As Geoff's obsession grows, so does Kate's.  And you rightfully expect an explosion at the anniversary party.

But, indeed, everything that "45 Years" does is in mannered emotions and feelings.  You can feel the pain of the characters but it doesn't hit you over the head with anger.   The ordeal is all very civilized, even if the characters are falling apart right before your eyes.

Charlotte Rampling as Kate has been nominated for an Oscar and rightfully so. Like Jennifer Lawrence's work in "Joy," the film succeeds completely because she has carried in on her back.   Except, in "45 Years," you can't overlook the wonderful portrayal of Geoff by legendary British actor Tom Courtenay.   He was unfortunately overlooked by the Academy and definitely lends to the film's power.

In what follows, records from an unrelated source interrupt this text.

Issue #66, opened 2019-03-22
[FEATURE] Feature capping


stephanecollot:
Use case:

In ML some time your features have extreme large values or even infinite value (np.inf), we want to cap those values with a feature transformer.

Parameters:
- feature to cap (and/or feature to no cap?)
- min value
- max value

koaning:
I like the sound of this transformer. It sounds simple enough too. 

1. I wonder about features not to cap though. Probably only a few columns need tweaking. This is my guess.
2. Instead of setting a min/max level per column, might it make sense to cap everything at a certain quantile (this is something that you might more easily do against all columns).

arthurpaulino:
Capping can be a dangerous move for `np.inf` cells. `pandas` dataframes interprets divisions by 0 as `np.inf` or `-np.inf`, depending on the signal of the numerator:
```python
>>> import pandas as pd
>>> df = pd.DataFrame({'numer':[1, -1], 'denom':[0, 0]})
>>> df['div'] = df['numer']/df['denom']
>>> df
   numer  denom  div
0      1      0  inf
1     -1      0 -inf
```
When, in fact, divisions by 0 make no sense and could very much be either `np.inf` or `-np.inf` or anything else (undetermined).

Such ±inf cells are common results of feature engineering processes (e.g.: dividing the loan amount by the income). I usually replace them by `np.nan` and then deal with those from there.

I know that, for instance, [LightGBM](https://lightgbm.readthedocs.io/en/latest/index.html) is capable of dealing with nan cells. And it does it in a way that every attempt of mine to input values on nan cells ends up with lower accuracy. So I just leave it to LightGBM these days. I wonder how it does it, though. What do you guys think?

koaning:
The idea here (and feel free to discuss it) is to allow the user to tell the model "you know what ... for my model, if you're older than 70 ... you might as well be 70". the idea here being that depending on the spread in the dataset this might reduce it. The user needs to have a good reason to do so but this is therefore also the users responsibility. 

It might make sense that the "cap" can also be specified manually.

koaning:
Note that such a transformer needs to work on a pandas dataframe as well as the numpy array.

arthurpaulino:
Interesting idea. What if the user had a way to ask the model about the impact of capping beforehand? Or even better, a capping report, so to speak, which would help the user to choose safe capping thresholds.

[...]

PR #119, opened 2019-04-25
Implemented ColumnCapper and its tests

arthurpaulino:
Issue: https://github.com/koaning/scikit-lego/issues/66


arthurpaulino:
Oops, forgot to check flake8.

arthurpaulino:
Alright, this one was tricky: https://github.com/koaning/scikit-lego/issues/120

sklego/preprocessing.py
```diff
@@ -206,3 +206,179 @@ def _check_X_for_type(X):
...
+    2  3   inf      3.00      13.6
+    3  4  14.0      3.70      13.6
+    >>> capper = ColumnCapper(discard_infs=True) # Discarding infs
+    >>> df[['a', 'b']] = capper.fit_transform(df[['a', 'b']]) # Transforming multiple columns
+    >>> df
+          a     b  a_capped  b_capped
+    0  1.15  11.1      1.15      11.1
+    1  2.00  12.0      2.00      12.0
+    2  3.00   NaN      3.00      13.6
+    3  3.85  13.8      3.70      13.6
```
koaning: i wonder ... why are we not seeing `13.8` at `b_capped` here?

tests/test_preprocessing/test_columncapper.py
```diff
@@ -0,0 +1,108 @@
...
+    estimator_checks.check_methods_subset_invariance,
+    estimator_checks.check_transformer_data_not_an_array,
+    estimator_checks.check_transformer_general,
+]))
+def test_estimator_checks(test_fn):
+    test_fn(ColumnCapper.__name__, ColumnCapper())
+
+
+def test_quantiles():
+    def expect_type_error(min_quantile=0.05, max_quantile=0.95):
```
koaning: never seen this pattern before but i like it.

sklego/preprocessing.py
koaning: I also notice that `np.inf` values are filtered out during fit but `NaN` values are not. Is there a reason for this?

tests/test_preprocessing/test_columncapper.py
arthurpaulino: I was improvising. It was my first time implementing automated tests :B

sklego/preprocessing.py
arthurpaulino: Hello, @koaning 

### On the examples

> i wonder ... why are we not seeing `13.8` at `b_capped` here?

I used different quantiles for the second capping... maybe it was not an intuitive move. Do you think I should use the same capping quantiles or keep them different and point out to the fact that I changed the capping values?

### On *inf* cells

> I also notice that `np.inf` values are filtered out during fit but `NaN` values are not. Is there a reason for this?

Yes. The *inf* part came from [here](https://github.com/koaning/scikit-lego/issues/66#issuecomment-486374288) (typo fixed):

> This ColumnCapper could then take all `inf` values and cast them to the 95th percentile and `-inf` to the 5th.

And from [here](https://github.com/koaning/scikit-lego/issues/66#issue-424303629):

> In ML some time your features have extreme large values or even infinite value (np.inf), we want to cap those values with a feature transformer.

Leaving *inf* cells untouched doesn't make much sense to me since we're attempting to guarantee capping limits. But this is just my point of view...

As an attempt to contemplate what I said [here](https://github.com/koaning/scikit-lego/issues/66#issuecomment-486225626):

> I usually replace them by np.nan and then deal with those from there.

I made it an option with the `discard_infs` parameter and pointed out the importance of using it depending on how those *inf* cells were produced. But its default value is `False`, which makes `ColumnsCapper` simply cap them.

### On *nan* cells

Unfortunately, we can't know what to do with the *nan* cells, as you said [here](https://github.com/koaning/scikit-lego/issues/66#issuecomment-486374288):

> `Na` remains tricky, but thats what valueimputers are for.

So I left those out as a responsibility for the user. Enforcing some artificial value on them with this transformer doesn't make much sense to me. But again, this is just my point of view. What do you think?

arthurpaulino: Hello @koaning!

> i wonder ... why are we not seeing `13.8` at `b_capped` here?

I used different quantiles for the second capping... maybe it was not an intuitive move. Do you think I should use the same capping quantiles or keep them different and point out to the fact that I changed the capping values?

> I also notice that np.inf values are filtered out during fit but NaN values are not. Is there a reason for this?

Yeah, `pandas` ignores *nan* cells when computing the quantiles. But if I leave *inf* cells there, they will pull the quantiles towards them.

```python
>>> import pandas as pd
>>> import numpy as np
>>> df = pd.DataFrame([1, 2, 3, 4, 5, np.inf])
>>> df.quantile([0.05, 0.95])
         0
0.05  1.25
0.95   inf
```

tests/test_preprocessing/test_columncapper.py
MBrouns: good improv, I like it!

sklego/preprocessing.py
MBrouns: That makes sense

arthurpaulino:
@MBrouns, thanks for the detailed reviews. Your ideas were very insightful and I'll make the changes soon.

Oh wow, what a learning experience! :smile:

tests/test_preprocessing/test_columncapper.py
```diff
@@ -0,0 +1,108 @@
...
+
+from sklego.common import flatten
+from sklego.preprocessing import ColumnCapper
+from tests.conftest import nonmeta_checks
+
+# ColumnCapper works with nan/inf cells
+nonmeta_checks_allow_nan_inf = [test for test in nonmeta_checks if test.__name__ != 'check_estimators_nan_inf']
+
+
+@pytest.mark.parametrize("test_fn", flatten([
```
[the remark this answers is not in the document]
arthurpaulino: Wouldn't failing at some test block the PR? Or are you saying that you would manually merge it even with failed tests?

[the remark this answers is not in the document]
MBrouns: Ah yes, I should've been more clear. If possible, it's best to use the lists containing all tests for a specific category of transformer. 

If that isn't possible because on of the tests in that list can't pass, copy the contents of the list to the test parameterization and put a comment in the body to indicate which test you removed and why.

arthurpaulino:
Another detail to consider... I think it would be nice to use the [sklearn.preprocessing.RobustScaler](https://scikit-learn.org/stable/modules/generated/sklearn.preprocessing.RobustScaler.html) standard to provide quantiles:

```python
RobustScaler(with_centering=True, with_scaling=True,
             quantile_range=(25.0, 75.0), copy=True)
```

They use a tuple instead of two separate parameters.

koaning:
might it be nice to allow the user to select the interpolation method used in pandas? looking at the quantile method is seems like there are subtle differences.

koaning:
One final comment from my side at the moment: it might be nice to add a snippet to the documentation. The examples from the docstring are automatically generated but the adoption rate might be even better if there's a separate article attached to our current [preprocessors docs](https://scikit-lego.readthedocs.io/en/latest/preprocessing.html).

arthurpaulino:
> might it be nice to allow the user to select the interpolation method used in pandas? looking at the quantile method is seems like there are subtle differences.
> 
> maybe add a `method=` param?

Great idea. And it's also available on the [numpy API](https://docs.scipy.org/doc/numpy/reference/generated/numpy.quantile.html), which I am planning to use to avoid those conversions to `pandas.DataFrame`, as @MBrouns said.

But isn't `method` too generic? For those who are familiar with pandas/numpy APIs, `interpolation` would be more likely to ring a bell.

> One final comment from my side at the moment: it might be nice to add a snippet to the documentation. The examples from the docstring are automatically generated but the adoption rate might be even better if there's a separate article attached to our current [preprocessors docs](https://scikit-lego.readthedocs.io/en/latest/preprocessing.html).

Good idea. I am a fan of more precise documentation like [sklearn's User Guide](https://scikit-learn.org/stable/user_guide.html).

koaning:
@arthurpaulino agreed -> interpolation > method

arthurpaulino:
@koaning I'm afraid I won't have enough time to write a more in-depth explanation of `ColumnCapper` on the [preprocessors docs](https://scikit-lego.readthedocs.io/en/latest/preprocessing.html) right now but I think it would be nice to have an explicit explanation of each interpolation method in the future.

MBrouns:
Good to hear the min-max thing worked! Was the problem that you want to ignore the NaN values but the numpy method doesn't? if so, there is a [`nanquantile`](https://docs.scipy.org/doc/numpy/reference/generated/numpy.nanquantile.html#numpy.nanquantile) function. Otherwise keeping it in pandas is also fine.

koaning:
I'll update to master branch and merge! 

I also wish to take a moment to point out that this is amazing ... 

... a mere two months ago I was discussing with @MBrouns that it might be a good idea to have an open source library as part of our training curriculum. It seemed awesome to teach people how to contribute but we also noticed that colleagues were writing the same transformers/estimators over and over again at clients. 

The reception of the package has been good and there are companies in the Netherlands that have shown interest in contributing. Then we noticed we saw a pull request from somebody who lives on the other side of the planet who we never met. 

What a time to be alive. 

Obrigado!

arthurpaulino:
@koaning @MBrouns 
Thanks for the opportunity. I am learning a LOT!

arthurpaulino:
@MBrouns Another thing that was holding me back was the *inf* filter. I thought `pandas.DataFrames` did something smarter behind the scenes but my tests confirmed otherwise. Let me show you.

```python
>>> arr = np.array([[1, 2], [3, np.inf]])
>>> arr
array([[ 1.,  2.],
       [ 3., inf]])
>>> arr[arr<np.inf]
array([1., 2., 3.])
```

You live through this somewhat harrowing week with these characters not knowing exactly what will happen at that anniversary party.   And, just like in real life, the ending is left a bit ajar.  You think you know what happens next.   But you may not.

Like the title of today's piece, is it a happy anniversary?  Or not?  The question is left dangling at the end and you think about it on your way home.  When a film makes you think about it days later, you know it's a darn good one.

LEN'S RATING:  Three-and-a-half stars.

Dinner last night:  Pot roast and vegetables at the home of good friends Jill and Larry.